L’exploitation du port de Ndakhonga va démarrer après le dragage complémentaire

L’exploitation du port de Ndakhonga va démarrer après le dragage complémentaire du chenal permettant l’accès à l’ouvrage pour faciliter l’accostage des bateaux Aguène et Diambogne, a annoncé, lundi à Foundiougne, Yérim Thioub, le directeur général de l’Agence nationale des affaires maritimes (ANAM).

Le retard noté par rapport à l’exploitation du port de Ndakhonga « réside dans la présence d’un ripage sédimentaire imprévu qui s’est constitué après le dragage de la première section du bras de mer Saloum (de Djiffère au travers de Foundiougne) », a-t-il dit.

M. Thioub s’exprimait au cours d’une réunion d’information sur le dragage complémentaire du chenal d’accès au port de Ndakhonga.

Selon lui, le port de Ndakhonga n’a pas été mis en service pour éviter des dommages matériels, corporels, etc.

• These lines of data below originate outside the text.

PR #9535, opened 2026-08-12
fix: add pre-v3 guard pattern to Couchbase and Cassandra vectordbs

Mustafa-Esoofally:
## Summary

Adds pre-v3 guard pattern (`_require_owner_field`) to **Couchbase** and **Cassandra** vectordbs to prevent silent failures when `user_id` is passed on unmigrated v2 data. Without this fix:
- **Couchbase**: Returns ALL results (data leak) because FTS silently ignores filters on unmapped fields
- **Cassandra**: Returns 0 results (data loss) because scoped search finds nothing on v2 data

## Recent Fixes (Review Feedback)

| Commit | Issue | Fix |
|--------|-------|-----|
| `38eae4bf` | Migration hardcoded `scope.collection` as FTS mapping key | Detect existing types, default_mapping, or fallback |
| `28b3271d` | Runtime didn't check `default_mapping.properties` for user_id | Sync runtime check with all 3 migration targets |
| `fcddcb44` | Cassandra empty table returned False | Empty table → True (no v2 data to protect) |
| `fcddcb44` | Valkey didn't clear cache on drop | Clear `_owner_field_exists` on drop |
| `85cd986d` | Valkey schema cache not cleared | Match Redis drop behavior |
| `4abf7ca0` | Cassandra guard asked wrong question | Check "ANY row has user_id" not "ALL rows have it" |
| `36afa441` | Test used wrong exception for SDK v4.x | Use `BucketDoesNotExistException` |

### Key Fix: Migration/Runtime Sync

The migration script can add `user_id` to 3 different FTS mapping locations:

```
params.mapping.types.<key>.properties.user_id     ← explicit type
params.mapping.properties.user_id                  ← top-level
params.mapping.default_mapping.properties.user_id  ← dynamic mode
```

Previously, runtime only checked 2 of these locations. Now all 3 are checked:

```python
# _fts_has_user_id_field() now checks:
# 1. types.<key>.properties
# 2. mapping.properties (top-level)
# 3. default_mapping.properties  ← NEW
```

## Architecture: Guard Pattern

```
    ┌─────────────────────────────────────────────────────────────────┐
    │                     SCOPED SEARCH FLOW                          │
    │                                                                 │
    │   search(query, user_id="alice")                                │
    │        │                                                        │
    │        ▼                                                        │
    │   ┌────────────────────┐                                        │
    │   │ _require_owner_field│                                       │
    │   │    (user_id)       │                                        │
    │   └─────────┬──────────┘                                        │
    │             │                                                   │
    │     ┌───────┴───────────────────────────┐                       │
    │     │                                   │                       │
    │     ▼                                   ▼                       │
    │  user_id=None                    user_id="alice"                │
    │     │                                   │                       │
    │     │                          ┌────────┴────────┐              │
    │     │                          │                 │              │
    │     │                          ▼                 ▼              │
    │     │                    v3 (migrated)     v2 (unmigrated)      │
    │     │                          │                 │              │
    │     ▼                          ▼                 ▼              │
    │  ┌──────────┐           ┌──────────┐      ┌──────────┐          │
    │  │ Allow    │           │ Allow    │      │ RAISE    │          │
    │  │ unscoped │           │ scoped   │      │ ValueError│         │
    │  │ search   │           │ search   │      │ + migrate │         │
    │  └──────────┘           └──────────┘      └──────────┘          │
    │                                                                 │
    └─────────────────────────────────────────────────────────────────┘
```

### Couchbase: Data Leak (v2 FTS Index)

```
    v2 FTS Index: properties: { content, embedding }  ← NO user_id!

    VectorQuery(prefilter=TermQuery(field="user_id", term="alice"))
                                          │
                                          ▼
                        FTS: "user_id field not in mapping"
                                          │
                                          ▼
                          Filter SILENTLY IGNORED ← BUG!
                                          │
                                          ▼
                              Returns ALL results
                              (including Bob's data)

    BEFORE: Alice sees Bob's data  ← DATA LEAK!
    AFTER:  ValueError with migration instructions ✓
```

### Cassandra: Data Loss (v2 Rows)

```
    v2 metadata_s: { "content_hash": "abc" }  ← NO user_id key!

    WHERE metadata_s['user_id'] = 'alice'
       OR metadata_s['user_id'] = '__shared__'
                    │
                    ▼
              Returns 0 results ← BUG!

    BEFORE: Alice sees []  ← DATA LOSS
    AFTER:  ValueError with migration instructions ✓
```

## Changes

| File | Change |
|------|--------|
| `libs/agno/agno/vectordb/couchbase/couchbase.py` | Guard pattern + FTS inspection (now checks all 3 mapping locations) |
| `libs/agno/agno/vectordb/cassandra/cassandra.py` | Guard pattern + CONTAINS KEY query (fixed logic) |
| `libs/agno/agno/vectordb/valkey/valkeydb.py` | Clear schema cache on drop |
| `libs/agno/migrations/v2_to_v3/migrate_sentinel_vectordbs.py` | FTS index update + mapping mode detection |
| `libs/agno/tests/integration/vector_dbs/test_couchbase_migration.py` | Migration integration tests |

## Key Code Paths

| Method | File | Purpose |
|--------|------|---------|
| `_fts_has_user_id_field()` | `couchbase.py:642` | Inspect FTS mapping for user_id (3 locations) |
| `_user_id_field_exists()` | `couchbase.py:670` | Cached check with fail-open |
| `_require_owner_field()` | `couchbase.py:683` | Gate that raises on v2 + scoped |
| `_table_has_user_id_field()` | `cassandra.py:112` | Check if ANY row has user_id |
| `_require_owner_field()` | `cassandra.py:156` | Gate that raises on v2 + scoped |

## Fail-Open Pattern (Matches Redis/PgVector)

```python
def _user_id_field_exists(self) -> bool:
    if self._owner_field_exists is None:
        answer = self._inspect_for_user_id()
        if answer is None:
            # Connection error - fail open (UNCACHED)
            log_warning("Could not inspect; proceeding as migrated")
            return True
        self._owner_field_exists = answer  # Cache conclusive answers only
    return self._owner_field_exists
```

## Type of Change

## Checklist

- [x] Follows existing vectordb guard patterns (Redis, PgVector)
- [x] Error messages point to correct migration script
- [x] Migration script updated with FTS index update for Couchbase
- [x] Runtime checks all 3 FTS mapping locations (sync with migration)


libs/agno/tests/integration/vector_dbs/test_couchbase_migration.py
```diff
@@ -0,0 +1,260 @@
+"""Integration test for Couchbase v2 → v3 migration.
```
sannya-singal, line 1: 3 of these tests are failing/ erroring.

libs/agno/migrations/v2_to_v3/migrate_sentinel_vectordbs.py
```diff
@@ -192,8 +203,88 @@ def migrate_couchbase() -> None:
...
+            updated_params["mapping"]["types"][type_key] = {"dynamic": False, "enabled": True, "properties": {}}
+        if "properties" not in updated_params["mapping"]["types"][type_key]:
+            updated_params["mapping"]["types"][type_key]["properties"] = {}
+
+        updated_params["mapping"]["types"][type_key]["properties"][field] = user_id_field_def
+
+        updated_index = SearchIndex(
+            name=existing_index.name,
+            source_type=existing_index.source_type,
+            idx_type=existing_index.type,
```
sannya-singal: The couchbase SDK's SearchIndex object has an attribute called idx_type, not type.

libs/agno/migrations/v2_to_v3/migrate_sentinel_vectordbs.py
```diff
@@ -192,8 +203,88 @@ def migrate_couchbase() -> None:
...
+            existing_index = search_mgr.get_index(search_index_name)
+        except Exception as e:
+            log_warning(f"Couchbase: could not fetch FTS index '{search_index_name}': {e}. Skipping FTS update.")
+            return
+
+        # Check if user_id is already in the mapping
+        params = existing_index.params or {}
+        mapping = params.get("mapping", {})
+        types = mapping.get("types", {})
+        type_key = f"{scope_name}.{collection_name}"
```
sannya-singal: The user supplies their own FTS index, so its layout isn't guaranteed. This code hardcodes the mapping key as scope.collection. If the user's index uses a different mode (type_field or a default mapping), the migration creates a brand-new mapping section no document actually uses, logs         
  "complete," but the field is indexed under the wrong place.

libs/agno/agno/vectordb/couchbase/couchbase.py
```diff
@@ -633,6 +639,67 @@ def _validate_user_id(self, user_id: Optional[str]) -> None:
...
+            # Navigate the FTS mapping to find user_id
+            mapping = index_def.params.get("mapping", {})
+            types = mapping.get("types", {})
+            for type_mapping in types.values():
+                props = type_mapping.get("properties", {})
+                if self.USER_ID_FIELD in props:
+                    return True
+            # Also check top-level properties (for simpler mappings)
+            if self.USER_ID_FIELD in mapping.get("properties", {}):
+                return True
```
sannya-singal, line 662: If inspecting the FTS index hits a transient error, the code assumes "migrated" and lets the scoped search run. On an unmigrated index that means the search silently returns 0 or partial results, the caller reads it as "user has no data" rather than "something's wrong." It becomes a silent isolation failure.

sannya-singal: Similarly in other places

libs/agno/agno/vectordb/cassandra/cassandra.py
```diff
@@ -106,6 +109,70 @@ def _validate_user_id(self, user_id: Optional[str]) -> None:
...
+        """Check if any rows exist without user_id in metadata_s using CONTAINS KEY.
+
+        Compares total row count vs rows with user_id key. If total > with_key,
+        unmigrated rows exist.
+
+        Returns True if unmigrated rows found, False if all rows have user_id, None on error.
+        """
+        try:
+            # 1. Count total rows
+            total_query = f"SELECT COUNT(*) FROM {self.keyspace}.{self.table_name}"
```
sannya-singal: full table scans will time out on a large tables

sannya-singal: similarly other places

libs/agno/agno/vectordb/cassandra/cassandra.py
```diff
@@ -106,6 +109,70 @@ def _validate_user_id(self, user_id: Optional[str]) -> None:
...
+            # 2. Count rows that have user_id key
+            with_key_query = (
+                f"SELECT COUNT(*) FROM {self.keyspace}.{self.table_name} "
+                f"WHERE metadata_s CONTAINS KEY '{USER_ID_METADATA_KEY}' ALLOW FILTERING"
+            )
+            with_key_result = self.session.execute(with_key_query)
+            with_key_count = with_key_result.one()[0]
+
+            # 3. If total > with_key, some rows are missing user_id
+            return total_count > with_key_count
```
sannya-singal: One stale row permanently blocks every scoped search, The other guards ask a schema question ("does the store have a user_id field?"). This asks a data question ("do any rows lack the key?"), which misfires on a healthy table. 

refuse only when no row carries the key, not when any row lacks it.

Mustafa-Esoofally: resolved

libs/agno/agno/vectordb/cassandra/cassandra.py
Mustafa-Esoofally: added limit

libs/agno/agno/vectordb/couchbase/couchbase.py
Mustafa-Esoofally: by returning True without caching, we get the opposite problem: silent data loss on transient errors

Same logic for postgres etc. I think if DB is down or check fails assuming DB is down we can reasonably skip that update etc

libs/agno/migrations/v2_to_v3/migrate_sentinel_vectordbs.py
Mustafa-Esoofally: nice catch. fixed

libs/agno/tests/integration/vector_dbs/test_couchbase_migration.py
Mustafa-Esoofally: fixed - they got out of sync

libs/agno/migrations/v2_to_v3/migrate_sentinel_vectordbs.py
Mustafa-Esoofally: fixed

sannya-singal (approved):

« Nous avons pris la décision de ne pas autoriser l’accostage des navires jusqu’à ce qu’un dragage complémentaire soit fait », a signalé Yérim Thioub, précisant que ces travaux impliquent « des ressources complémentaires qu’il a fallu rechercher ».

Une fois le financement disponible, « nous avons lancé le dragage complémentaire du chenal d’accès au port de Ndakhonga. Vers le milieu du mois de juin, la drague sera prête et pleinement opérationnelle », a assuré M. Thioub.

Le marché pour le dragage complémentaire a été adjugé à un Sénégalais à hauteur de 1 milliard 49 millions francs CFA pour un délai contractuel de 8 semaines qui peut être ramené à 4 semaines, a relevé le DG de l’ANAM.

« Dès que le dragage physique est fait, le contrôle fait et validé, la première décision que nous prendrons c’est d’autoriser l’accostage des navires Aguène et Diambogne et d’autres navires », a indiqué Yérim Thioub.

Le dragage de la première section du bras de mer Saloum (de Djiffère au travers de Foundiougne) a été réalisé de juillet à septembre 2015.